Single-Read Sequencing vs. Paired-End Sequencing
Single-read sequencing involves sequencing DNA from only one end, and is the simplest way to utilize Illumina sequencing. Paired-end sequencing allows users to sequence both ends of a fragment and generate high-quality, alignable sequence data. Paired-end sequencing facilitates detection of genomic rearrangements such as gene insertions, deletions, or inversions and repetitive sequence elements, as well as gene fusions and novel transcripts. Since paired-end reads are more likely to align to a reference, the quality of the entire data set improves.
Sequencing Depth (Coverage)
The depth of coverage is a measure of the number of reads that a specific genomic site is sequenced. Most users determine the necessary NGS coverage level based on the application, as well as on other factors such as size of reference genome, gene expression level, published literature, and best practices defined by the scientific community.
- For detecting human genome mutations, SNPs, and rearrangements, publications often recommend from 10× to 30× depth of coverage, depending on the application and statistical model.

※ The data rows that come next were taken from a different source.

PR #14923, opened 2022-10-07
Disallow peering to the same cluster.

hashi-derek:


agent/rpc/peering/service.go
```diff
@@ -471,32 +471,16 @@ func (s *Server) Establish(
...
+func (s *Server) validatePeeringLocality(token *structs.PeeringToken) error {
 	serverName, _, err := s.Backend.GetTLSMaterials(false)
 	if err != nil {
 		return fmt.Errorf("failed to fetch TLS materials: %w", err)
 	}
-
-	if serverName == token.ServerName && peering == nil {
-		return fmt.Errorf("conflict - peering token's server name matches the current cluster's server name, %q, but there is no record in the database", serverName)
+	if serverName == token.ServerName {
+		return fmt.Errorf("cannot create a peering within the same cluster %q", serverName)
```
DanStough, line 482: I wonder if we could still check if `!acl.EqualPartitions(peering.GetPartition(), partition)` here and throw a different message telling operators to use service-exports for partitions instead of peering.

DanStough (approved):
Good to me as-is, but adding a suggestion for error handling.

agent/rpc/peering/service.go
hashi-derek: That could be useful, but it adds extra complexity to the codebase with the extra query, parameter, and branching statement. I'm fine with either way. Do you think this provides enough value to users to warrant it?

Maybe I could change it to say the following always:

`cannot create a peering within the same cluster %q. Refer to the 'exported-services' config documentation if you want to export between partitions without peering.`

DanStough: I'm fine with that message, but I'm not sure how others would feel about referencing an enterprise feature in OSS logs. IMHO anything we can do now to point people to the most effective patterns without filing an issue is worth it.

PR #14924, opened 2022-10-07
Service http checks data source for agentless proxies

riddhi89:
### Description
Adds another datasource for `proxycfg.HTTPChecks`, for use on server agents. Typically these checks are performed by local client agents and there is no equivalent of this in agentless (where servers configure consul-dataplane proxies).
Hence, the data source is mostly a no-op on servers but in the case where the service is present within the local state, it delegates to the cache data source.

#### Background
Using the cache data source for configuring agentless proxies when the service is not in the server local state causes an increase in the http checks fetch error rate which in turn causes a spike in memory usage (eventually leading to server OOM kill). 
Although this issue was only the symptom and the current PR solves this symptom ; the root cause fix of the memory leak is being handled here: https://github.com/hashicorp/consul/pull/14908. The current PR also removes the red-herring that was creating noise in the server logs. 

Ran the consul agent in server mode locally. Registered a service and established an xDS session with the server via consul-dataplane. The below warnings go away with the fix in the PR
```2022-10-07T13:17:03.060-0700 [WARN]  agent.cache: handling error in Cache.Notify: cache-type=service-http-checks error="Internal cache failure: service 'db-1' not in agent state" index=0```

### DIFF
--- a/agent/proxycfg-glue/glue.go
+++ b/agent/proxycfg-glue/glue.go
@@ -55,6 +55,8 @@ type Store interface {
 //
 // Note: there isn't a server-local equivalent of this data source because
 // "agentless" proxies obtain certificates via SDS served by consul-dataplane.
+// If SDS is not supported on consul-dataplane, data is sourced from the server agent cache
+// even for "agentless" proxies.
 func CacheCARoots(c *cache.Cache) proxycfg.CARoots {
 	return &cacheProxyDataSource[*structs.DCSpecificRequest]{c, cachetype.ConnectCARootName}
 }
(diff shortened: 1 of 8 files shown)

### CODE REVIEW

File: agent/proxycfg-glue/glue.go [hunk 1]
```diff
@@ -55,6 +55,8 @@ type Store interface {
 //
 // Note: there isn't a server-local equivalent of this data source because
 // "agentless" proxies obtain certificates via SDS served by consul-dataplane.
+// If SDS is not supported on consul-dataplane, data is sourced from the server agent cache
+// even for "agentless" proxies.
```
boxofrad, line 59: Thanks for clarifying these overly optimistic comments! 😅

agent/proxycfg-glue/service_http_checks.go
```diff
@@ -0,0 +1,39 @@
...
+	cacheSource proxycfg.HTTPChecks
+	localState  *local.State
+}
+
+func (c serverHTTPChecks) Notify(ctx context.Context, req *cachetype.ServiceHTTPChecksRequest, correlationID string, ch chan<- proxycfg.UpdateEvent) error {
+	// if the service exists in the server agent local state, delegate to the cache data source
+	if c.localState.ServiceExists(structs.ServiceID{ID: req.ServiceID, EnterpriseMeta: req.EnterpriseMeta}) {
+		return c.cacheSource.Notify(ctx, req, correlationID, ch)
+	}
+	c.deps.Logger.Debug("service-http-checks: no-op")
```
boxofrad, line 37: Maybe worth tagging the log with the service ID?

agent/proxycfg-glue/service_http_checks.go
```diff
@@ -0,0 +1,39 @@
...
+	deps        ServerDataSourceDeps
+	cacheSource proxycfg.HTTPChecks
+	localState  *local.State
+}
+
+func (c serverHTTPChecks) Notify(ctx context.Context, req *cachetype.ServiceHTTPChecksRequest, correlationID string, ch chan<- proxycfg.UpdateEvent) error {
+	// if the service exists in the server agent local state, delegate to the cache data source
+	if c.localState.ServiceExists(structs.ServiceID{ID: req.ServiceID, EnterpriseMeta: req.EnterpriseMeta}) {
+		return c.cacheSource.Notify(ctx, req, correlationID, ch)
+	}
```
boxofrad, line 36: Service IDs are technically only unique within a node. So it's possible (albeit unlikely) that the xDS stream is for a service with the same ID registered to a different node, and returning this node's checks would be incorrect.

I think for completeness we should probably extend the `ServiceHTTPChecksRequest` to include the node name and compare it to the local node name.

Sorry! I should've mentioned this before.

boxofrad (commented):
This is looking great, nice job! 🙌🏻 

Just one thing I think we need to address. Totally my fault for not mentioning it earlier, sorry! 🙈

agent/proxycfg-glue/service_http_checks.go
riddhi89: Makes sense!  Updated!

boxofrad (approved):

- For RNA sequencing, researchers usually think in terms of numbers of millions of reads to be sampled. Detecting rarely expressed genes often requires an increase in the depth of coverage.
- For ChIP-Seq (chromatin immunoprecipitation sequencing), publications often recommend coverage of around 100x.
When to Sequence More?
In Illumina sequencing experiments, it is very easy to increase the coverage or sequence depth, if you later decide you need more data. You can just sequence more, and combine the sequencing output from different flow cells. There are a number of reasons to sequence more than the originally estimated coverage, these include:
- The effects you see are not statistically significant. Sequencing more reads will generally increase the power of your assay.
- You are investigating events that are very rare. For example, you may want to look at transcripts that are expressed at a very low level in RNA Sequencing, or look at very low binding activities in ChIP Sequencing.
- Certain journals or fields may require a higher level of coverage for your particular application.
- Certain genomes may need more sequencing. For example, certain regions may be hard to sequence requiring more coverage, or the genome may be polyploid.